PR #571, opened 2026-08-04
fix(scheduler): add opt-in startup jitter to spread a fleet's first sync

### LINKED ISSUE #444: bug: every satellite fires its first sync at T=0 with no jitter, spiking Ground Control on fleet restarts

1991santhu:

**What is expected**
Each line of the listing is to be duplicated exactly as it appears.

**Answer to the exercise**
PR #571, opened 2026-08-04
fix(scheduler): add opt-in startup jitter to spread a fleet's first sync

### LINKED ISSUE #444: bug: every satellite fires its first sync at T=0 with no jitter, spiking Ground Control on fleet restarts

1991santhu:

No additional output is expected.